> _WORK REQUEST_:
Some of the lines below need repeating. Reproduce exactly those between the lines holding "I guess also" and "- unconvert #https://github.com/mdempsky/unconvert", inclusive.
*** Opening INPUT RECORDS ***
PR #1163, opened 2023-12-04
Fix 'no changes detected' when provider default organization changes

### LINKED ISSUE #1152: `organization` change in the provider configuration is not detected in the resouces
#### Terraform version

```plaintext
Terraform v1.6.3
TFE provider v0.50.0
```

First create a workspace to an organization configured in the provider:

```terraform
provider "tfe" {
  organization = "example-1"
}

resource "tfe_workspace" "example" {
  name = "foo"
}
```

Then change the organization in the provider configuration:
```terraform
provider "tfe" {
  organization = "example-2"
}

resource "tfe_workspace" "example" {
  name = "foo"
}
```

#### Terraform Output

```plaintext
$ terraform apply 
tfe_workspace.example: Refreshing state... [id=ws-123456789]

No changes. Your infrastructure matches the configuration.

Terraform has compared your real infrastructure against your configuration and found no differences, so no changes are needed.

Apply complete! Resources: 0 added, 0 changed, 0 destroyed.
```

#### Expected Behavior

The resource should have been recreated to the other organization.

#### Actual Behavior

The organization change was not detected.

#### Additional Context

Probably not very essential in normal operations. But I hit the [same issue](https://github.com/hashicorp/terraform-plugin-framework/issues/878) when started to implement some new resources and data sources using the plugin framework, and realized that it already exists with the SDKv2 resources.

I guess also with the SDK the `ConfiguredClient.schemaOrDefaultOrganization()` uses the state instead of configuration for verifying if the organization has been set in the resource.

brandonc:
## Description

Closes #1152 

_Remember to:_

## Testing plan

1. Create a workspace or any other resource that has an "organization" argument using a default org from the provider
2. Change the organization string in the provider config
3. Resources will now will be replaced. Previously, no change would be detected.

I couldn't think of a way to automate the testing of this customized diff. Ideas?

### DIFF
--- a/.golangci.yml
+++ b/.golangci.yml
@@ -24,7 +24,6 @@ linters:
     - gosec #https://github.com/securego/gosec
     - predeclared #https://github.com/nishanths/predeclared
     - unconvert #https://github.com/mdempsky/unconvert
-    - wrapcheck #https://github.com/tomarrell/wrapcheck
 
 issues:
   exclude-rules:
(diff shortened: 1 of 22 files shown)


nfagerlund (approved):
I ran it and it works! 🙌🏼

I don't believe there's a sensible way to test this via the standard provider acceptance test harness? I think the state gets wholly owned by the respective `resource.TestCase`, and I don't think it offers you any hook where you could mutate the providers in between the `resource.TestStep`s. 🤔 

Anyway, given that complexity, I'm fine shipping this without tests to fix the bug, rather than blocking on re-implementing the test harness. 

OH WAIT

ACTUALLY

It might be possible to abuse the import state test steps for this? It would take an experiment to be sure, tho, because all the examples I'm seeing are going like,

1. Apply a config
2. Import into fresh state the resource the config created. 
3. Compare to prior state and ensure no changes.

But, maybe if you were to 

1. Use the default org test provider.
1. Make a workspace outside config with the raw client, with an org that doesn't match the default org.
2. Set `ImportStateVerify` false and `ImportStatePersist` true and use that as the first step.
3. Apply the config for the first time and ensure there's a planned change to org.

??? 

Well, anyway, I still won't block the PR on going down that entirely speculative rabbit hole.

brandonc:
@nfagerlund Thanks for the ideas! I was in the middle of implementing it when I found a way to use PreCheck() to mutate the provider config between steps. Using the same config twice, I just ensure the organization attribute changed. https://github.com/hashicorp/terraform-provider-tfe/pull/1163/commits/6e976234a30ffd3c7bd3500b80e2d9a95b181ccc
*** Closing INPUT RECORDS ***
*** Opening INPUT RECORDS ***
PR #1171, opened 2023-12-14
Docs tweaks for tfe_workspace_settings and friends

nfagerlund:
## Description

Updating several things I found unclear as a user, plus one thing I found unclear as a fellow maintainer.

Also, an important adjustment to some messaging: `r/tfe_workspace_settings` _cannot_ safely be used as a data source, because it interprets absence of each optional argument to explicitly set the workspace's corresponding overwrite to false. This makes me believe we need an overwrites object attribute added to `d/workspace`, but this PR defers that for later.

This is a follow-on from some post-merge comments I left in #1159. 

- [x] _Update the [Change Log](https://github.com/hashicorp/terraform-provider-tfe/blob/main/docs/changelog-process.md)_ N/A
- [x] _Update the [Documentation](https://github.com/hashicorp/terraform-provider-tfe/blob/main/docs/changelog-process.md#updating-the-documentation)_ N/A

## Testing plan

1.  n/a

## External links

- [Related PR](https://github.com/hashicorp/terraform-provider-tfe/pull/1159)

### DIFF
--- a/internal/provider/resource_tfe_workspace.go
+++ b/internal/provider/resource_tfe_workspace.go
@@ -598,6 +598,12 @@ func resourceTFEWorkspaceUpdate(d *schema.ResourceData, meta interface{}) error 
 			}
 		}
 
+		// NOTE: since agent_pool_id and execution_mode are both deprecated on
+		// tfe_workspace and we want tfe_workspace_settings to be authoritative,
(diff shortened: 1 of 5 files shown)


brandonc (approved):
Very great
*** Closing INPUT RECORDS ***
*** Opening INPUT RECORDS ***
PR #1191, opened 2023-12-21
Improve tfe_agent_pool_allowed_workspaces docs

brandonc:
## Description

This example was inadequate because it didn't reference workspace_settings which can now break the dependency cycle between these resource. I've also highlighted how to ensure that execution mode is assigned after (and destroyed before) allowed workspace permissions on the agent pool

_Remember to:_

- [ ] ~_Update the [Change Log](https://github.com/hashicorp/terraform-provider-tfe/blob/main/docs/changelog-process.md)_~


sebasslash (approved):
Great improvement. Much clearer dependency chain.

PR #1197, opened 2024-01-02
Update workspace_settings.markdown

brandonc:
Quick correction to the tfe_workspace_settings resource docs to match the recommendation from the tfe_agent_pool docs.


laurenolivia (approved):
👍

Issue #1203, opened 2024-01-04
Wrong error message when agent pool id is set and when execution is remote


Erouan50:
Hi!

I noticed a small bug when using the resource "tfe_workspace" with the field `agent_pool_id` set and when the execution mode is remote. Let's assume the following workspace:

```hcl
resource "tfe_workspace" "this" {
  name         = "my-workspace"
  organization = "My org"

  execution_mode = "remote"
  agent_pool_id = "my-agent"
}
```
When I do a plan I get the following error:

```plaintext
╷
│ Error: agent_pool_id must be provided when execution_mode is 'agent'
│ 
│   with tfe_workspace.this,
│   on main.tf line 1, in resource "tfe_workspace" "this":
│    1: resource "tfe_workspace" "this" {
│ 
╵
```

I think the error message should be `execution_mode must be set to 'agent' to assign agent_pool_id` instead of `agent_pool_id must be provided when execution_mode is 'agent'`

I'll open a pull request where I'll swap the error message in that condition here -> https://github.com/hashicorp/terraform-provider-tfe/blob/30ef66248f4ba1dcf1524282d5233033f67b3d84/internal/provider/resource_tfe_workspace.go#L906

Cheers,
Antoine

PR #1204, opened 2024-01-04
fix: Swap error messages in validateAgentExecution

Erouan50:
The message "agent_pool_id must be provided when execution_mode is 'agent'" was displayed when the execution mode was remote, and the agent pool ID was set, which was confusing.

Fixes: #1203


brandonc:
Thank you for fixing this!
*** Closing INPUT RECORDS ***
> _TASK RESPONSE_:
I guess also with the SDK the `ConfiguredClient.schemaOrDefaultOrganization()` uses the state instead of configuration for verifying if the organization has been set in the resource.

brandonc:
## Description

Closes #1152 

_Remember to:_

## Testing plan

1. Create a workspace or any other resource that has an "organization" argument using a default org from the provider
2. Change the organization string in the provider config
3. Resources will now will be replaced. Previously, no change would be detected.

I couldn't think of a way to automate the testing of this customized diff. Ideas?

### DIFF
--- a/.golangci.yml
+++ b/.golangci.yml
@@ -24,7 +24,6 @@ linters:
     - gosec #https://github.com/securego/gosec
     - predeclared #https://github.com/nishanths/predeclared
     - unconvert #https://github.com/mdempsky/unconvert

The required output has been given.